On the other hand, my iPhone is tracking key health measures on a daily basis. I’m recording my steps, blood pressure, weight, exercise, and nutrition. It knows where I’m at, the temperature outside, and the air quality. All key factors or metrics important to my health
Using easy-to-use personal analytics in the cloud, I can analyze all of this data and see how my diet is affecting my weight (did I really need that Grande size cappuccino and a chocolate croissant?), how I need to get better at walking 10,000 steps a day, how travel and weather impacts my exercise regimen (hint: travel means little to no exercise for me, and warmer weather at home means I get more steps in).
Does my doctor see any of this? Nope. Well, not unless I show her my phone – and then what will she do with data? At least we’ll get to have a conversation about in while I’m sitting on the cold table in a funny gown, but she’s certainly not going to track how I’m doing next week or months later when I change my diet or visit the terrace for beers with friends more often during the summer.

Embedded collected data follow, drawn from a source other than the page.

PR #3072, opened 2026-06-29
Add modules and audiences

ColdHeat:
* Adds Modules & Audiences


CTFd/utils/modules/__init__.py
```diff
@@ -0,0 +1,69 @@
...
+
+def get_accessible_module_ids(user):
+    """Module IDs accessible to this account, cached per-request on flask.g."""
+    if user is None:
+        return set()
+
+    cache_key = "_ctfd_accessible_module_ids"
+    cached = getattr(g, cache_key, None)
+    if cached is not None and cached.get("user_id") == user.id:
+        return cached["ids"]
```
ColdHeat: Strongly suspect that this caching isn't sufficient as this is per request.

PR #3084, opened 2026-07-21
Avoid 500 when concurrent requests race on the same Tracking row

dustt112313:
## Problem

Visit tracking commits a `Tracking` row on every authenticated `POST`/`PATCH`/`PUT`/`DELETE` request (`init_request_processors` in `CTFd/utils/initialization/__init__.py`). When a single session fires **concurrent** mutating requests, both handlers read and update the **same** `(user_id, ip)` `Tracking` row, and the second commit fails with an `OperationalError`:

```
sqlalchemy.exc.OperationalError: (pymysql.err.OperationalError)
(1020, "Record has changed since last read in table 'tracking'; try restarting transaction")
```

The surrounding `try/except` only catches `InvalidRequestError` and `IntegrityError`, so the `OperationalError` propagates and the whole request returns **500** — and the intended action is rolled back.

## Reproduction

Log in as admin and delete several challenges at once (the admin UI fires the `DELETE /api/v1/challenges/<id>` calls in parallel). One request completes; the others return 500 and their challenges are **not** deleted. The same shape happens for any bulk admin action, or any two concurrent mutating requests from one session, on MySQL/MariaDB.

Note this only affects concurrent requests **within a single session** (same `user_id` + `ip`). Separate users racing each other touch different rows and are unaffected.

## Fix

Catch `OperationalError` around the tracking commit and roll it back. Visit tracking is best-effort, so a dropped tracking write should not fail the underlying request. No behavior change for the normal (sequential) path.

## Notes

A deterministic unit test is awkward because the failure depends on a real concurrent commit against MySQL/MariaDB, so this PR is the minimal defensive change. Happy to add a test if you can point me at a preferred pattern for exercising concurrent request handling.

### DIFF
--- a/CTFd/utils/initialization/__init__.py
+++ b/CTFd/utils/initialization/__init__.py
@@ -4,7 +4,7 @@ import os
 import sys
 
 from flask import abort, redirect, render_template, request, session, url_for
-from sqlalchemy.exc import IntegrityError, InvalidRequestError
+from sqlalchemy.exc import IntegrityError, InvalidRequestError, OperationalError
 from werkzeug.middleware.dispatcher import DispatcherMiddleware
 
 from CTFd.cache import clear_user_recent_ips
@@ -278,6 +278,12 @@ def init_request_processors(app):
                     db.session.rollback()
                     db.session.close()
                     logout_user()
+                except OperationalError:
+                    # Concurrent requests within the same session can race to
+                    # update the same Tracking row (e.g. MySQL error 1020 or a
+                    # deadlock). Visit tracking is best-effort, so roll back and
+                    # continue serving the request instead of returning a 500.
+                    db.session.rollback()
                 else:
                     clear_user_recent_ips(user_id=session["id"])
 


ColdHeat:
Hello how did this affect your instance and what happens if the rollback is applied? I imagine one request succeeds and the other will just silently fail?

dustt112313:
Hi @ColdHeat, thanks for taking a look!

**How it affected our instance:** we run CTFd (MariaDB + gunicorn with multiple workers) for a live competition. During the event, admin bulk operations kept failing: deleting several challenges from the admin UI (which fires the `DELETE /api/v1/challenges/<id>` calls in parallel) deleted one challenge and returned 500 for the rest, so the admin had to retry them one by one. The same 500s showed up for any burst of concurrent authenticated mutating requests from a single session. The traceback for every failure pointed at the tracking commit in `init_request_processors`, not at the endpoint logic.

**What happens with the rollback applied:** both requests succeed — nothing user-visible fails. The key detail is that this commit runs in `before_request`, *before* the view executes. So today the losing request dies with a 500 and its real action never runs at all. With the patch, the loser just drops its tracking write (rollback + close, same as the existing handler), then proceeds into the view normally.

The only thing that is "silently" lost is the loser's update of `Tracking.date` — and the concurrent winner has already committed the same timestamp (same second) to the same row, so the stored visit data ends up identical either way. No tracking rows go missing: this race only happens on the *update* path, where the `(user_id, ip)` row already exists; the insert race is already covered by the existing `IntegrityError` handling.

So it's the same best-effort trade-off the surrounding `except (InvalidRequestError, IntegrityError)` already makes for the insert race — this PR just extends it to the update race, which surfaces as `OperationalError` on MySQL/MariaDB.

ColdHeat:
This seems like LLM generated commentary. 

Can you provide reproduction steps using the provided docker compose used in the repository? 

Or I should say, can you reproduce this issue using the provided docker compose?

dustt112313:
Not hypothetical - hit this live on my own instance. Repro: stock docker compose (WORKERS=4), log in as admin, fire ~20 concurrent authenticated DELETE/POST requests with the same session cookie (any bulk admin action does it). Some requests 500 with the traceback pointing at the `db.session.commit()` in `tracker()`, not the endpoint. The patch just extends the existing best-effort except by one error class.

Issue #1091, opened 2019-08-23
Feature Request : Customisable rate limiting


sachinkamath:
### Background

I had to host a CTF in a college which had all the PC behind a NAT and around 300-350 were taking part in the CTF. Due to this, all the participants were getting rate-limited.

I tried to adjust the kpm present in [/api/v1/challenges#L380](https://github.com/CTFd/CTFd/blob/97f52756bc579d5aa8bdf5376cfbeb0700d5f91d/CTFd/api/v1/challenges.py#L380) and restarted the platform but that didn't seem to do the trick.

### Solution

It'd be nice to have a setting in the admin to customize the lockout or disable it altogether (maybe by setting it to zero). 

@ColdHeat if you can point me to the right lines where the lockouts for challenge attempts are implemented, I can work on this.

ColdHeat:
This is implemented in the ratelimit decorator. https://github.com/CTFd/CTFd/blob/master/CTFd/utils/decorators/__init__.py#L130

pandatix:
Up on this issue. Same problem here... 😅 
When dealing with configuration I have a ton of jobs that sets up in parallel, coming from the same host... That hits the `@ratelimit` decorator thus break mid-job.

One solution would have been to use an API key but in this very specific context it is not possible (it would in turn create a ton of API keys as they try to be idempotent scripts, from a fresh or already-configured CTFd instance, hence making any key management strategy impossible or lacky). Every alternatives I though about were just workarounds to a proper solution.

Do you want me to set up a PR to solve this @ColdHeat ?
Would you prefer it live-configurable (in the Config/Settings forms) or varenv for immutability ? Both are fine to me 🤷

ColdHeat:
API rate limits should probably be defined in config and KPM can be defined in config with an override in the Admin Panel. 

A PR is okay.

PR #3090, opened 2026-07-31
Make ratelimits configurable

felix-m-c:
### Summary:
currently, it is not possible to configure or disable the ratelimit system.
This poses an issue for our events where many (30+) users may share a single IP address.
In these cases features like flag submission immediately run into rate limits for all users.
This issue was previously discussed in #1091, but did not lead to a PR at the time.

### Change:
This PR moves the configuration of rate limits from the sourcecode to the config.ini file. (excerpt see below)
It also adds a new RL_DISABLE_COMPLETELY option that disables ratelimits outright.

### Backwards Compatibility:
Plugins using the syntax `@ratelimit(method="POST", limit=10, interval=60)` still work because I only add (optional!) keyword args. If these Values are provided, the new logic uses them instead of falling back to `RL_DEFAULT`.
The decorator `@ratelimit(method="POST")` now uses the configured default ratelimit.

Note that the `RL_DISABLE_COMPLETELY` config option overrides the ratelimit decorator for exiing plugins too.

```ini
...
[ratelimits]
# RL_DISABLE_COMPLETELY
# Controls whether the ratelimit functionality is used at all.
# setting this to true overrides all RL settings below
RL_DISABLE_COMPLETELY = false

# All of the following RL configs follow the same format
# format: key = limit,interval
# users may send <limit> calls in <interval> seconds (both int!)

# Fallback ratelimit
#   - if the given key was not found in this config
#   - and if the given key has no built-in default in config.py (backwards compat)
RL_DEFAULT = 10,60
# POST to /confirm and /confirm/data
RL_CONFIRM = 10,60
# POST to /reset_password and /reset_password/<data>
RL_RESET_PASSWORD = 10,60
# POST to /register
RL_REGISTER = 10,5
# POST to /login
RL_LOGIN = 10,5
# GET /redirect
RL_OAUTH_REDIRECT = 10,60
# POST to /teams/join
RL_JOIN_TEAM = 10,5
# POST to the exports/raw endpoint
RL_EXPORT = 10,60
# POST to users/<userid>/email (sending an email to a user)
RL_EMAIL_USER = 10,60
# GET /events
RL_EVENTS = 150,60
...
```

### DIFF
--- a/CTFd/api/v1/exports.py
+++ b/CTFd/api/v1/exports.py
@@ -14,7 +14,7 @@ exports_namespace = Namespace("exports", description="Endpoint to retrieve Expor
 @exports_namespace.route("/raw")
 class ExportList(Resource):
     @admins_only
-    @ratelimit(method="POST", limit=10, interval=60)
+    @ratelimit(method="POST", rl_key="RL_EXPORT")
     def post(self):
         req = request.get_json()
         export_type = req.get("type", "_")
--- a/CTFd/api/v1/users.py
+++ b/CTFd/api/v1/users.py
@@ -514,7 +514,7 @@ class UserEmails(Resource):
         description="Endpoint to email a User object",
         responses={200: ("Success", "APISimpleSuccessResponse")},
     )
-    @ratelimit(method="POST", limit=10, interval=60)
+    @ratelimit(method="POST", rl_key="RL_EMAIL_USER")
     def post(self, user_id):
         req = request.get_json()
         text = req.get("text", "").strip()
--- a/CTFd/auth.py
+++ b/CTFd/auth.py
@@ -34,7 +34,7 @@ auth = Blueprint("auth", __name__)
 
 @auth.route("/confirm", methods=["POST", "GET"])
 @auth.route("/confirm/<data>", methods=["POST", "GET"])
-@ratelimit(method="POST", limit=10, interval=60)
+@ratelimit(method="POST", rl_key="RL_CONFIRM")
 def confirm(data=None):
     # If we can't send mails our behavior depends on verify_emails
     if not can_send_mail():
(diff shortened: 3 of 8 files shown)


jusito:
@felix-m-c and I discussed about this.

- For us ratelimit on / off is sufficient.
- Individual options seemed to be a good follow up to be accepted, but we are unsure about the use-cases.
- ip & ip range whitelisting was also discussed but it requires more code. AI produced something which seems good but we would need to review it in depth.
- Is config only fine, do we need an admin route, and / or admin ui option?

ColdHeat:
Hello, I will need to think about whether these should be configured from code config or UI config but I'm more curious about the underlying issue. I believe that the ratelimit applies to IP address and code so what was the issue caused by the shared IP? Were all of the users also sharing the same account? 

> This poses an issue for our events where many (30+) users may share a single IP address.

jusito:
Hello @ColdHeat , thanks for the quick reply, all our cases use different accounts.

1. The mentioned event was a shared workstation, different accounts.
2. We are doing E2E testing via playwright, each client registers its own account.

felix-m-c:
The Ratelimiter uses the Cache System to track the number of accesses over time.
The Cache Key is defined as `key = "{}:{}:{}".format(key_prefix, ip_address, request.endpoint)` (key_prefix is always "rl").
The access-counter is therefore identified by (ip, endpoint).

Not tying access counters to usernames/emails makes sense because many rate-limited endpoints would be called before login. (/login, /register, /reset_password, /redirect)

For some of these, we could add another identifier to the cache key, but that would be some user-provided (untrusted) string that someone trying to overwhelm the system could just randomize anyways. (e.g., the requested email adress for /reset_password).


(i would also like to mention here that the rate-limiting logic does not limit users to N accesses over M seconds, but instead it counts until N and only resets if a gap of M seconds occurred in between. E.g., 1 access every 50 seconds would trigger a (limit=10, interval=60) configuration after 500 Seconds)

ColdHeat:
I agree that this should be implemented via config.ini/config.py. 

The names of the variables should be `RATELIMIT` and not `RL`. Instead of `RL_DISABLE_COMPLETELY` it should be `RATELIMIT_DISABLE`. 

Also instead of hardcoding the values in config.ini I think it would be better to set them in config.py so that it's easier for an envvar to override.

While EHRs have the ability to bring in personal health data (often called PRO or Patient-Reported Outcomes), many organizations do not turn on this capability or they fail to use it effectively. A missed opportunity to see the whole story. So, can we go ahead and just call the systems our doctors use Electronic Sickness Records? I’ll be over here trying to stick to my latest adventure (the Keto diet) and walking to my favorite coffee shop where I’ll grimace at that delicious looking Pain au Chocolat.